Contained within the inlet assembly is an inlet passageway 8 which leads to a selective fluid flow sensor chamber 9 and a sealing means 10 which encircles the outlet orifice 11 of the sensor chamber which leads to a pressure chamber 12 within the body. In these three drawings the sealing means is shown as an 0-ring which is held in place with a removable tapered sensor chamber passageway 13. A inlet passageway end stop 14 is firmly inserted into the end of the inlet passageway and, as it is highly resistant to being removed, renders the sensor chamber tamper proof. The inlet passageway end stop also locates the removable sensor chamber passageway in its correct position. It should be noted that the sealing means can also be a radius which matches the movable plug and can be machined into the end of the sensor chamber and the cylindrical walls of the sensor chamber can then be formed to resemble the profile of the internal passageway as shown by the removable tapered sensor chamber passageway. The inlet passageway end stop can have a tapered outlet 15 which combines with the movable plug 16 to provide a one way valve. Also, the inlet passageway, end stop can contain a filtering material within its passageway to help ensure that foreign material is excluded from the sensor chamber. The positioning of the movable plug within the sensor chamber herein defined by a larger diameter 17, a tapered section 18 and a smaller diameter 19 enhances the effects of Bernoulli's theorem on the movable plug in that as the movable plug is drawn towards the outlet orifice by the flow of the fluid, as the movable plug approaches the outlet orifice the pressure increases until the seal with the sealing means is achieved. Also, the tapered section allows for a much lower flow rate to move the movable plug to the sealing means when the unit is in a horizontal alignment. Thus, if the unit falls onto its side, it is very responsive to a quick shut-off.

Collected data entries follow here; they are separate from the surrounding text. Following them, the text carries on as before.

Issue #1474, opened 2024-05-16
Tracing interceptor support for Nexus Operations


bergundy:
We need to add support for propagating headers from a Workflow to a Nexus Operation handler to the StartOperation request.

In order to do that we'll need to first add an `NexusOperationInboundInterceptor`.

Quinn-With-Two-Ns:
I think we just need to add support for the [TracingInterceptor](https://github.com/temporalio/sdk-go/blob/master/interceptor/tracing_interceptor.go)

PR #1544, opened 2024-07-11
Add utility to get metrics handler for a Nexus operation

pdoerner:
## What was changed

Added a metrics handler to the NexusContext and a utility for extracting this handler from a `context.Context`

## Why?

To be able to record metrics about operations

## Checklist

1. Closes 

2. How was this tested:

3. Any docs updates needed?

### DIFF
--- a/temporalnexus/operation.go
+++ b/temporalnexus/operation.go
@@ -22,10 +22,21 @@ import (
 
 	"github.com/nexus-rpc/sdk-go/nexus"
 	"go.temporal.io/api/common/v1"
+
 	"go.temporal.io/sdk/client"
 	"go.temporal.io/sdk/internal"
+	"go.temporal.io/sdk/internal/common/metrics"
 	"go.temporal.io/sdk/workflow"
 )
+
+// GetMetricsHandler returns a metrics handler to be used in a Nexus operation's context.
+func GetMetricsHandler(ctx context.Context) metrics.Handler {
+	nctx, ok := internal.NexusOperationContextFromGoContext(ctx)
+	if !ok {
+		panic("temporalnexus GetMetricsHandler: Not a valid Nexus context")
+	}
+	return nctx.MetricsHandler
+}
 
 type syncOperation[I, O any] struct {
 	nexus.UnimplementedOperation[I, O]
--- a/internal/internal_nexus_task_handler.go
+++ b/internal/internal_nexus_task_handler.go
@@ -14,6 +14,7 @@ import (
 	"go.temporal.io/api/common/v1"
 	nexuspb "go.temporal.io/api/nexus/v1"
 	"go.temporal.io/api/workflowservice/v1"
+
 	"go.temporal.io/sdk/converter"
 	"go.temporal.io/sdk/internal/common/metrics"
 	"go.temporal.io/sdk/log"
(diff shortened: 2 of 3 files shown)


bergundy (approved):
LGTM but I'd appreciate a look from @Quinn-With-Two-Ns.

Quinn-With-Two-Ns (approved):
Yeah looks fine, I would always encourage adding tests that this is properly wired up

internal/cmd/build/go.mod
```diff
@@ -1,6 +1,8 @@
 module go.temporal.io/sdk/internal/cmd/build
 
-go 1.20
+go 1.21
+
+toolchain go1.22.4
```
Quinn-With-Two-Ns, line 5: We don't want to specify a toolchain since it will override our CI that trys to test the SDK on all the versions of Go we support.

temporalnexus/operation.go
```diff
@@ -22,11 +22,32 @@ import (
...
+func GetMetricsHandler(ctx context.Context) metrics.Handler {
+	nctx, ok := internal.NexusOperationContextFromGoContext(ctx)
+	if !ok {
+		panic("temporalnexus GetMetricsHandler: Not a valid Nexus context")
+	}
+	return nctx.MetricsHandler
+}
+
+// GetLogger returns a logger to be used in a Nexus operation's context.
+func GetLogger(ctx context.Context) log.Logger {
```
Quinn-With-Two-Ns, line 43: @bergundy I forgot, Does go SDK nexus have interceptors yet? The activity equivalents for these calls are interceptable. If it doesn't  support interceptors yet then no worries.

pdoerner: I didn't see any interceptor equivalent for Nexus yet

internal/cmd/build/go.mod
pdoerner: Yeah didn't realize GoLand added this.

temporalnexus/operation.go
```diff
@@ -22,11 +22,32 @@ import (
...
+	"go.temporal.io/sdk/internal/common/metrics"
+	"go.temporal.io/sdk/log"
 	"go.temporal.io/sdk/workflow"
 )
 
+// GetMetricsHandler returns a metrics handler to be used in a Nexus operation's context.
+func GetMetricsHandler(ctx context.Context) metrics.Handler {
+	nctx, ok := internal.NexusOperationContextFromGoContext(ctx)
+	if !ok {
+		panic("temporalnexus GetMetricsHandler: Not a valid Nexus context")
```
Quinn-With-Two-Ns, line 37: I wonder if it would be easier if `NexusOperationContextFromGoContext` did the check for a valid nexus context? That is how the corresponding activity call works. I don't have a very strong opinion here.

pdoerner: I also don't have a strong opinion but I went this route because the other usages of `NexusOperationContextFromGoContext` return an error rather than panic and I didn't want `GetMetricsHandler` or `GetLogger` to return an error to keep them parallel to the activity and workflow versions.

Quinn-With-Two-Ns (approved):

temporalnexus/operation.go
Quinn-With-Two-Ns: Yeah at some point will probably need to add a `IsNexusContext` or something like we have for Activities

temporalnexus/operation.go
bergundy: We have interceptors from the workflow not for the handler yet.

https://github.com/temporalio/sdk-go/issues/1474

test/nexus_test.go
```diff
@@ -312,6 +313,11 @@ func TestSyncOperationFromWorkflow(t *testing.T) {
 	tc := newTestContext(t, ctx)
 
 	op := temporalnexus.NewSyncOperation("op", func(ctx context.Context, c client.Client, outcome string, o nexus.StartOperationOptions) (string, error) {
+		require.NotPanicsf(t, func() {
```
bergundy, line 316: Would rather check the metrics labels and logger tags but this is fine for now. Can open an issue for later.

bergundy (approved):
Could you just post in a comment what logger tags and metrics labels you're seeing and open an issue to test it?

Within the pressure chamber of the body is movable piston 20 which has two circlip grooves 21 and 22, a passageway 23 and an extension 24 at the outlet end for connection to further fluid transport mechanisms. Between the two circlips 25 and 26 are two spacer rings 27 and 28 and between them are two 0-rings 29 and 30 and a shim 31. While two 0-rings are not essential, many of the regulatory authorities require a double seal between a pressure chamber and atmosphere. Between the circlip 26 and the further fluid transport mechanism is a spacing ring stop 32, a spring 33 and an inverted spacing ring stop 34. Within the step in the chamber walls 35 of the body is a circular internal push-on fastener 36 which, when in place, renders the top end of the unit virtually tamper proof. It should be noted that the inverted spacing ring stop and the internal push-on fastener could be replaced by a groove in the pressure chamber walls and a compression clip ring. There is a groove 37 in the extension of the movable piston which contains a indicator mark 38 which could be a green neoprene 0-ring. Mounted onto the base of the movable piston is a plunger 39 which has a passageway 40 which allows fluids to flow between the pressure chamber and the passageway 23. At the narrow passage 41 can be installed a one way valve should the need arise.

In figure 1, the fluid flow safety device is shown in the condition that it will be in when it is passing pressurized fluid at a rate below the maximum predetermined flow rate for that unit. The movable plug is near the base of the sensor chamber and the pressure in the pressure chamber forces the movable piston into the position shown and the volume of the pressure chamber increases to its maximum. This is achieved by 0-ring 29 pressing the shim 31 onto the 0-ring 30 which presses the spacer ring 28 which presses the circlip 26 onto the spacing ring stop 32 whose limit of travel is reached when the spring 33 is fully compressed against the inverted spacing ring stop 34 which is resting upon the circular internal push-on fastener 36.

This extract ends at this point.